→ **WHAT IS EXPECTED**: Pick every line from the data that holds the word "when".

(Collected data)
────────────────────

PR #11339, opened 2021-10-15
ca: reduce use of state in the secondary

dnephin:
Branched from #11338

The motivation is largely the same, make it easier to see the two distinct modes. Another barrier to creating types for these two modes is access to shared state. In this case I found that checking the state is unnecessary because the callers have already set the correct state.

I opened #11346 as potential next steps along these lines.

### DIFF
--- a/agent/consul/leader_connect_ca.go
+++ b/agent/consul/leader_connect_ca.go
@@ -183,19 +183,15 @@ func (e *caStateError) Error() string {
 }
 
 // secondarySetPrimaryRoots updates the most recently seen roots from the primary.
-func (c *CAManager) secondarySetPrimaryRoots(newRoots structs.IndexedCARoots) error {
+func (c *CAManager) secondarySetPrimaryRoots(newRoots structs.IndexedCARoots) {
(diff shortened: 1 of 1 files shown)


agent/consul/leader_connect_ca.go
```diff
@@ -1311,29 +1305,17 @@ func (c *CAManager) secondaryInitializeProvider(provider ca.Provider, roots stru
...
 	return nil
 }
 
-// secondaryIsCAConfigured returns true if we have been initialized as a secondary datacenter's CA.
-func (c *CAManager) secondaryIsCAConfigured() bool {
-	c.stateLock.Lock()
-	defer c.stateLock.Unlock()
-	return c.actingSecondaryCA
+// secondaryHasProviderRoots returns true after providerRoot has been set. This
+// method is used to detect when the provider has been fully initialized a
```
kyhavlov, line 1312:
```suggestion
// method is used to detect when the provider has been fully initialized with a
```

kyhavlov (approved):
LGTM

hc-github-team-consul-core:

To retroactively trigger a backport after merging, add backport labels and re-run https://circleci.com/gh/hashicorp/consul/509891.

────────────────────

→ **ANSWER BOX**:
+// method is used to detect when the provider has been fully initialized a
// method is used to detect when the provider has been fully initialized with a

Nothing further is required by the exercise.